Dinosaurs to the rescue! How paleontology can inform us about the necessity of conservation
Dinosaurs are more than just scary monsters featured in Hollywood blockbuster movies; they’re the poster children for the science of paleontology, and one of the best subjects to educate the general public about natural history.
Dinosaurs ruled the Earth for nearly 165 million years (from 230 million years ago until 66 million years ago). If we include birds, dinosaurs would be considered to rule the Earth to this day. They represent one of life’s greatest success stories, having lived through and survived the consequences of countless environmental and climatic changes, including massive volcanic eruptions, the breakup of continents as well as the collision of land masses to form huge mountain belts. Consequently, the study of dinosaurs, and of the myriad animals and plants that lived alongside them, can inform us about how ecosystems respond to periods of change.
Whether they be catastrophic or gradual, dinosaurs provide us with context and perspective when attempting to understand the possible ecological consequences of human-made and natural changes that our world is facing today. Through paleontology, it’s possible to educate the public about the necessity of conservation.
Fossil records tell us that animal and plant species don’t last forever; eventually they will go extinct (more than 99 per cent of all life forms that have ever lived on Earth are now extinct). While most extinctions occur gradually and regionally as species evolve into or are replaced by new ones (known as “background extinctions”), there are 18 time intervals over the course of the past 600 million years when species went extinct rapidly and globally. These are called mass extinctions, and are responsible for the disappearance of vast numbers (sometimes more than 80 per cent) of life forms that were present on Earth at the time.

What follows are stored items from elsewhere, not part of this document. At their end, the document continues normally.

PR #1199, opened 2021-09-21
Qmaps 2290 save search history

xem:
## Description
- Use the feature flag searchHistoryConfig.enabled
- save last 100 queries in local storage, ordered by date (last item of the list is the most recent)
- if an existing query is searched again, it's put at the end of the list
- queries are saved by name if we type a valid query and press enter, or select a suggest.
- queries are not saved if no results were found

## Screenshots

Example: LocalStorage after searching Nice, Lyon, Lyon 3eme, Negresco and Lyon again. Only one occurrence of "Lyon" is visible at the end.

image

### DIFF
--- a/src/adapters/search_history.js
+++ b/src/adapters/search_history.js
@@ -27,9 +27,10 @@ export function saveQuery(q) {
 export function deleteQuery(q) {
   const searchHistory = get(SEARCH_HISTORY_KEY) || [];
   const index = searchHistory.indexOf(q);
-  if (index > -1) {
-    searchHistory.splice(index, 1);
+  if (index === -1) {
+    return;
   }
+  searchHistory.splice(index, 1);
   // Serialize the list and save it in localStorage
   set(SEARCH_HISTORY_KEY, searchHistory);
 }
--- a/src/adapters/search_history.js
+++ b/src/adapters/search_history.js
@@ -1,0 +1,40 @@
+import { get, set, del } from './store';
+
+const search_history = get('search_history') || [];
+
+// Add a query to the list
+export function save_query(q) {
+  // Delete query if it's already in the list
+  if (search_history.includes(q)) {
+    delete_query(q);
+  }
+
+  // Put the query at the end of the array
+  search_history.push(q);
+
+  // Limit the list to the 100 last items
+  if (search_history.length > 100) {
+    search_history.unshift();
+  }
+
+  // Serialize the list and save it in localStorage
+  set('search_history', search_history);
+  console.log(search_history);
+}
+
+// Delete a query from the list
+export function delete_query(q) {
+  const index = search_history.indexOf(q);
+  if (index > -1) {
+    search_history.splice(index, 1);
+  }
+  // Serialize the list and save it in localStorage
+  set('search_history', search_history);
+  console.log(search_history);
+}
+
+// Delete the whole search history
+export function delete_search_history() {
+  del('queries_list');
+  search_history = [];
+}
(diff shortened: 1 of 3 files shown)


src/adapters/search_history.js
```diff
@@ -0,0 +1,38 @@
...
+  // Delete query if it's already in the list
+  if (search_history.includes(q)) {
+    delete_query(q);
+  }
+
+  // Put the query at the end of the array
+  search_history.push(q);
+
+  // Limit the list to the 100 last items
+  if (search_history.length > 100) {
```
bbecquet, line 16: Let's move this 100 in a constant.

xem:
@bbecquet comme discuté ce matin avec @amatissart , stocker place.name ne sera pas suffisant pour se rendre au bon endroit sans ambiguïté lorsqu'on cliquera sur l'item en question.
Il s'agirait de stocker en même temps que le nom, soit un id du truc recherché (mais est-ce que tous les trucs ont un id? poi, ville, intention, autre?) ou bien directement l'url cible (ce qui me semble le plus simple).

Ex:
- je tape Nice puis presse la touche Entrée
- le site ajoute dans localStorage une entrée qui pourrait ressembler à :  `{ name: "Nice (06000-06300)", path: "/place/admin:osm:relation:170100@Nice_06000-06300" }`

Merci de nous dire ton avis :)

bbecquet:
@xem ok to store something else to reduce ambiguity, but I don't think we should use the url.
It doesn't match the case of address fields used in the direction panel, which shouldn't redirect to the POI panel. Also, it creates an unecessary coupling between parts of the app (now the suggest feature has to know about the nav structure of the app), and it's not future-proof as it's serialized and hard to change.

Actually, I think the most logical and generic thing to store is the POI itself. That way the history system will be really close to the favorite feature and can re-use most of its bits (serialization, display name function, etc.).

src/adapters/search_history.js
```diff
@@ -0,0 +1,40 @@
+import { get, set, del } from './store';
+
+const SEARCH_HISTORY_KEY = 'search_history';
+const HISTORY_SIZE = 100;
+
+// Add a query to the list
+export function save_query(q) {
```
bbecquet, line 7: This is still snake case… and I know why I thought we had a camelCase rule for ESLint, it's in Phoenix.
I'll take a note to add the same.

src/adapters/search_history.js
```diff
@@ -0,0 +1,40 @@
...
+
+  // Serialize the list and save it in localStorage
+  set(SEARCH_HISTORY_KEY, searchHistory);
+}
+
+// Delete a query from the list
+export function delete_query(q) {
+  const searchHistory = get(SEARCH_HISTORY_KEY) || [];
+  const index = searchHistory.indexOf(q);
+  if (index > -1) {
```
bbecquet, line 30: It would be better to early return on `-1` here, so we don't overwrite the history if it didn't change.

src/adapters/search_history.js
```diff
@@ -0,0 +1,41 @@
...
+
+  // Retrieve the search history
+  const searchHistory = get(SEARCH_HISTORY_KEY) || [];
+
+  // Put the query at the end of the array
+  searchHistory.push(q);
+
+  // Limit the list to the 100 last items
+  if (searchHistory.length > HISTORY_SIZE) {
+    searchHistory.shift();
```
bbecquet, line 19: `shift` is a bit fragile, as it won't react properly if we happen to reduce HISTORY_SIZE.
We can get the n last elements of the array with a negative argument passed to `slice`, which will work in all cases.

bbecquet (approved):

xem:
Nice additions and remkarks!
I noted that intentions are skipped for now. 👍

Although the exact mechanisms responsible for the disappearance of large numbers of species are often the subject of scientific debate, mass extinctions appear to occur with episodes of major environmental upheaval.
Mass extinctions are often followed by extended periods, some lasting millions of years, of low biodiversity and highly unstable ecosystems. As such, these extinction events are most informative about the sensitivity and response of various species to environmental change and the amount of time required for ecosystems to recover once destabilized. For example, we learned that species characterized by limited geographic distribution, narrow habitat preferences and slow reproductive rates are more susceptible to becoming extinct.
We also learned that during periods of rapid global warming, such as during the Paleocene-Eocene transition 55 million years ago, surviving mammal species shrank dramatically in size compared to their ancestors. And in instances of food web collapses, such as what happened at the end of the Age of Dinosaurs 66 million years ago, cold-blooded animals with a small body size (weighing less than 20 kilograms) that have a scavenging diet and live in close association with water bodies are more likely to survive than large, warm-blooded animals with a specialized diet (such as herbivores and carnivores).
Following the extinction of dinosaurs, while it took only around 5,000 years for forests to recover from the devastation caused by the meteorite impact, it took nearly 1 million years for mammals to recover and nearly 4 million years for marine ecosystems to return to normal.
Knowing how ancient ecosystems responded to past environmental crises and what species suffered extinction can guide us in our efforts to develop effective conservation policies and to determine what habitats should be protected to conserve long-term biodiversity in light of modern environmental disturbances.
While paleontology can assist with conservation, the reverse is equally true. Numerous fossil zones occur in highly scenic landscapes, such as those in the Alberta badlands. With expanding urban development and industrialization, many fossil areas are at risk of being destroyed or greatly reduced in size. This is where the role of conservation can be expanded to protect the paleontological resources preserved in the ground in these areas.
The protection and conservation of paleontological resources shouldn’t mean that fossils and the outcrops that encased them should be left undisturbed for the force of erosion to take its natural course, resulting in the loss of valuable knowledge about past organisms and ecosystems. Rather, conservation would allow for the excavation of fossils to be conducted in a responsible and respectful fashion that minimizes adverse effects on the local ecosystem. With such a balanced approach, paleontology and conservation can mutually benefit each other.